Уж не знаю, что послужило тому причиной – угощение ли в виде небывало пропитанной магией Леса добычи, удача ли, что улыбалась мне в тот день, но у Светлого получилось. Щенки. Пятеро лопоухих волчат, все как на подбор с его роскошной шерстью и моими мощными лапами. Четыре девчонки – ох, и красива же будет моя свита, когда я стану Матерью-Охотницей! – и один самец. Бесполезный, конечно, но в нем моя кровь. Авось будет поудачливей горе-папаши и многим в стае подарит свою чудесную шерсть. Светлый почти не покидает пещеру, постоянно вылизывая, воспитывая и научая малышей, да и сама я отлучаюсь только на охоту: они еще слишком малы, чтобы бежать со всеми.
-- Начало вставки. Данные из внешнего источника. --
Issue #386, opened 2026-05-08
Tracking: PR #213 Redis pubsub correctness/test follow-ups


adnaan:
Tracking issue to bundle the three unaddressed follow-ups from [PR #213](https://github.com/livetemplate/livetemplate/pull/213) (PubSub broadcaster). All three still apply against current `pubsub/redis.go`; #215 in particular is a real availability concern.

## Sub-issues

| # | Priority | Area | Status |
| --- | --- | --- | --- |
| #215 | **P1** | bug | Release mutex before Redis network calls in `subscribeTo`/`reconnect` — confirmed: `b.mu.Lock()` is held across `pubsub.Subscribe()` Redis call (`pubsub/redis.go:390-409`). Head-of-line blocking under network slowness/partition. |
| #214 | P2 | correctness | Add reference counting for pubsub channel unsubscribe — `subscribedChannels` is `map[string]struct{}` (`pubsub/redis.go:53`), no per-subscriber refcount → channels never unsubscribed in long-running servers. Memory-leak risk. |
| #216 | P3 | testing | Replace `time.Sleep` test synchronization with polling in `pubsub/redis_test.go` (19+ sleep points across lines 135–867). Flake risk under load. |

## Why bundle these

- All three touch the same file (`pubsub/redis.go` + its test) and the lock-discipline change in #215 will likely interact with the refcount change in #214.
- Doing them as one PR avoids redoing locking analysis twice.
- The test sleep migration (#216) is a natural cleanup pass once #215 lands and races become visible/diagnosable.

## Recommended sequencing

1. **#215** first — fix the mutex-across-Redis-call bug; this is the only one that affects production.
2. **#214** — add refcount with the new locking discipline in mind.
3. **#216** — migrate sleeps to `require.Eventually` polling once locking is stable.

Close this tracker when all three are closed.

adnaan:
All three sub-issues are now closed:

- #214 — pubsub channel reference counting (closed via #394)
- #215 — release mutex before Redis network calls (closed)
- #216 — replace time.Sleep with polling in pubsub tests (closed via #398, merge SHA 9abe2fe)

This tracking epic can be closed.

adnaan:
All three sub-issues are now closed:

- #215 — release mutex before Redis network calls (closed via #391)
- #214 — refcount channel subscriptions (closed via #394)  
- #216 — replace time.Sleep with polling in pubsub tests (closed via #398)

[...]

Issue #214, opened 2026-03-19
FOLLOW-UP: Add reference counting for pubsub channel unsubscribe (from PR #213)


adnaan:
## Context

This follow-up task was identified during the review of PR #213.

**Source PR:** https://github.com/livetemplate/livetemplate/pull/213
**PR Title:** fix: track dynamic pubsub subscriptions for reconnect and wire into mount
**Suggested by:** @claude[bot], @copilot

## Task Description

`subscribedChannels` in `RedisBroadcaster` grows unboundedly — channels are added when connections join groups/users but never removed when connections disconnect. Over the lifetime of a long-running server with high session churn, this accumulates stale subscriptions in both the in-process map and on the Redis server.

**Current behavior:** No unsubscribe. Stale subscriptions are harmless (GetByGroup returns empty slice → no-op fan-out) but waste memory and Redis resources.

**Proposed:** Add a reference-counted `map[string]int` that tracks how many local connections use each channel. When the count reaches zero on disconnect, call `pubsub.Unsubscribe()` and remove the entry.

**Considerations:**
- Need to hook into `registry.Unregister()` or the WebSocket disconnect path in `mount.go`
- Must be thread-safe (unsubscribe under mutex)
- The `reconnect()` replay should still work — it replays whatever is in the map at reconnect time

---
*This issue was automatically created from PR review comments.*

PR #398, opened 2026-05-09
test(pubsub): migrate time.Sleep to require.Eventually polling (#216)

### LINKED ISSUE #216: FOLLOW-UP: Replace time.Sleep test synchronization with polling in pubsub tests (from PR #213)
## Context

This follow-up task was identified during the review of PR #213.

**Source PR:** https://github.com/livetemplate/livetemplate/pull/213
**PR Title:** fix: track dynamic pubsub subscriptions for reconnect and wire into mount

## Task Description

Pubsub tests use `time.Sleep(100-500ms)` to wait for goroutines to start, subscriptions to register, reconnects to complete, and messages to arrive. This is fragile under CI load where timing varies.

**Affected tests:** Most tests in `pubsub/redis_test.go`, particularly:
- `TestRedisBroadcaster_ReconnectPreservesDynamicSubscriptions` (200ms reconnect wait + 500ms message wait)
- All tests using `time.Sleep(100ms)` to wait for `Subscribe()` goroutine startup

**Proposed:** Replace sleeps with:
- Polling loops with short deadlines (e.g., `require.Eventually` pattern)
- `pubsub.Receive()` confirmation before proceeding (already used in `Subscribe()` itself)
- `WithReconnectDelay(0)` in reconnect tests to remove timing variable

---

adnaan:
## Summary

Replaces 23 of 30 `time.Sleep` test-synchronization sites in `pubsub/redis_test.go` with deterministic alternatives, dropping suite runtime ~12% (27.6s → 24.3s) and removing CI flake risk.

This is the last sub-issue of tracking epic #386 — **closes #216 and resolves the epic** (#214 and #215 are already closed).

## Replacement patterns

**1. Goroutine-wrapped Subscribe + 100ms sleep → synchronous Subscribe.** `Subscribe()` already blocks on `pubsub.Receive()` until Redis ACKs the SUBSCRIBE (see `pubsub/redis.go` line 234), so the goroutine + sleep was redundant. Synchronous Subscribe also lets us use `t.Fatalf` (correct from main goroutine) instead of `t.Errorf` from a child goroutine. Applies to ~15 sites.

**2. Wait-for-state-change → `waitFor()` polling helper.** Used for:
- *Reconnect completion*: poll until `b.pubsub` pointer has been swapped to a new connection AND `reconnecting` flag clears. Capturing the old pubsub pointer before forcing the close avoids the trap that `b.pubsub != nil` is true even with a dead connection.
- *Message arrival after publish*: poll until the WaitGroup/counter reaches the expected value.

The helper polls every 10ms up to a 2s deadline (matching the test budget).

**3. Wait-for-message-after-publish that has a deterministic sibling → poll on the sibling's arrival.** `TestRedisBroadcaster_UnsubscribedGroupNotReceived` uses group-A's arrival as the synchronization point that proves group-B would also have arrived if not filtered. Eliminates the 500ms blanket sleep.

## Sleeps deliberately retained

- **5x `subscribeAckWindow` (50ms each)**: `subscribeTo()` writes SUBSCRIBE bytes but, unlike top-level `Subscribe()`, does **not** call `Receive()` to wait for Redis to ACK. Tests that publish on the new channel immediately can race the SUBSCRIBE round-trip on a separate connection and silently drop the message. The retained sleeps are gated by an exported constant with explanatory comment. **Worth a follow-up to consider adding `Receive()` to `subscribeTo()` for symmetry with `Subscribe()`** — would let us eliminate these too. (Out of scope for this PR; library behavior change should be its own issue.)

- **1x LocalOptimization (200ms)**: negative assertion ("message must NOT arrive within N ms"). A bounded sleep is the honest way — there is no state change to poll for.

- **1x inside the `waitFor` helper itself (10ms polling interval)**.

## Test plan

- [x] `GOWORK=off go test -race -count=20 ./pubsub/...` — passed across ~490s of runtime, no flakes
- [x] `GOWORK=off go test ./...` — full repo suite passed
- [x] `golangci-lint run --enable-only=errcheck,govet,ineffassign,staticcheck,unparam,unused` — 0 issues
- [x] Pre-commit hook passed (formatting, lint, full test suite with 300s timeout)

## Sleep accounting

| | Before | After |
|---|---|---|
| `time.Sleep` call sites | 30 | 7 (1 helper interval + 1 negative assert + 5 ACK gates) |
| Net removed | — | 23 |
| Suite runtime (single run) | 27.6s | 24.3s |

### DIFF
--- a/pubsub/redis_test.go
+++ b/pubsub/redis_test.go
@@ -17,6 +17,37 @@ import (
 // them as always-nil-result).
 var errTestHandlerNilMsg = errors.New("test handler received nil message")
 
+// waitForTimeout is the default deadline for waitFor. 2s is generous enough
+// for slow CI runners while still failing fast on a real bug; all callers
+// today share the same budget so it lives in one place.
+const waitForTimeout = 2 * time.Second
+
+// subscribeAckWindow is the brief delay after SubscribeToGroup/SubscribeToUser/
+// SubscribeToServerAction/SubscribeToGroupAction returns. Unlike top-level
+// Subscribe() (which calls pubsub.Receive() to wait for Redis to ACK the
+// SUBSCRIBE), subscribeTo() only writes the SUBSCRIBE bytes — Redis processes
+// them async on its end. A test that publishes on the new channel without
+// this gap can race the SUBSCRIBE round-trip on a separate connection and
+// silently drop the message. 50ms is well above Redis's sub-ms processing
+// time and matches the original test cadence. (Worth a follow-up to consider
+// adding Receive() to subscribeTo for symmetry with Subscribe.)
+const subscribeAckWindow = 50 * time.Millisecond
+
+// waitFor polls cond at 10ms intervals up to waitForTimeout. Returns true if
+// cond became true within the deadline, false otherwise. Used to replace
+// time.Sleep-based test synchronization where we're waiting for an
+// observable state change (e.g. reconnect completion, message arrival).
+func waitFor(cond func() bool) bool {
+	deadline := time.Now().Add(waitForTimeout)
+	for time.Now().Before(deadline) {
+		if cond() {
+			return true
+		}
+		time.Sleep(10 * time.Millisecond)
+	}
+	return cond()
+}
+
 // getTestRedisClient returns a Redis client for testing using testcontainers.
 func getTestRedisClient(t *testing.T) redis.UniversalClient {
 	return testutil.GetTestRedisClient(t)
@@ -124,15 +155,11 @@ func TestRedisBroadcaster_SubscribeAndReceive(t *testing.T) {
 		return nil
 	}
 
-	// Start subscriber
-	go func() {
-		if err := broadcaster2.Subscribe(handler); err != nil {
-			t.Errorf("Subscribe failed: %v", err)
-		}
-	}()
-
-	// Give subscriber time to start
-	time.Sleep(100 * time.Millisecond)
+	// Subscribe synchronously — Subscribe() blocks until the Redis SUBSCRIBE
+	// is confirmed, so no sleep is needed afterward.
+	if err := broadcaster2.Subscribe(handler); err != nil {
+		t.Fatalf("Subscribe failed: %v", err)
+	}
 
 	// Publish from broadcaster1
 	payload := []byte(`{"test": "data"}`)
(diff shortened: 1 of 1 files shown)


adnaan:
Thanks for the review.

- **Title vs `require.Eventually`**: the orchestrator-issued title in #216 used `require.Eventually` as shorthand for "polling instead of fixed sleep". Adding `testify` as a direct dep just for this one helper would create more churn than it saves; the project has no other testify usages. I went with the bespoke `waitFor()` for that reason. Leaving the title as-is to keep traceability with the issue, but acknowledged here.
- **`waitFor` comment trim**: applied in 56aa502a — kept the WHY, dropped the WHAT.
- **`waitForTimeout` "generous enough" phrasing**: leaving as-is per "your call" — the rationale clarifies why 2s is in the budget rather than something tighter.

adnaan:
Addressed all 4 Copilot inline comments in 218015d5:

1. **`subscribeAckWindow` doc** (line 33): reworded to remove the "matches original cadence" claim — the originals were 100ms, this trims to 50ms with the margin documented.
2. **SubscribeToUser comment** (line 386 → now around 384): replaced the misleading "blocks until ACK" claim with an accurate "writes SUBSCRIBE bytes synchronously; the ACK is gated by the subscribeAckWindow sleep below."
3. **Hard-coded "2s" in failure messages** (lines 636, 895): both now use `t.Fatalf(... %v, waitForTimeout)` so they stay accurate if the timeout is tuned.

adnaan:
Thanks for the round-3 review.

The verdict says "ready to merge" with the only remaining note being comment verbosity on `waitForTimeout` and `subscribeAckWindow`. Per CLAUDE.md "AI Code Review Workflow" convergence rule (round 3 is purely cosmetic style on already-accepted content), I'm declining the further trim and merging.

Rationale for the longer forms staying:
- `waitForTimeout`: the "all callers today share the same budget" line documents the intentional shape of the constant (single shared budget, not a tuning knob) — that's a design statement, not redundant WHAT.
- `subscribeAckWindow`: explicitly listing the four `SubscribeTo*` functions makes this discoverable to readers landing here from any of them via grep. The asymmetry-with-Subscribe rationale is the load-bearing comment; the function list is cheap discoverability.

Both are 1-2 lines longer than the bot's compressed forms but neither is incorrect or stale-prone. Calling this converged.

Как же сладко было дать знать о детях Матери-Охотнице. Твоя кровь вновь сильнее. Я принесла самых красивых щенков.

Бесполезный оказался наиболее глупым из помета – самец, что с него взять. Ни мозгов, ни чувства самосохранения. Умудрился ночью сбежать из пещеры, пока я, наевшись, давала Светлому ловить на мне блох. Напал на мелкую змею и попытался ее сожрать. А та, не будь дурой, цапнула его перед смертью, да цапнула хорошо: место укуса мгновенно распухло и посинело. Нашли щенка мы не сразу – по сиплому, еле слышному дыханию. Светлый заскулил – прикипел к помету. Сердце отца не обманешь, природа такая у них – любить всех своих детей. Матерям с этим проще: все, что могла, я им уже дала, остальное – отцовская забота. А Светлый не уследил. Воет.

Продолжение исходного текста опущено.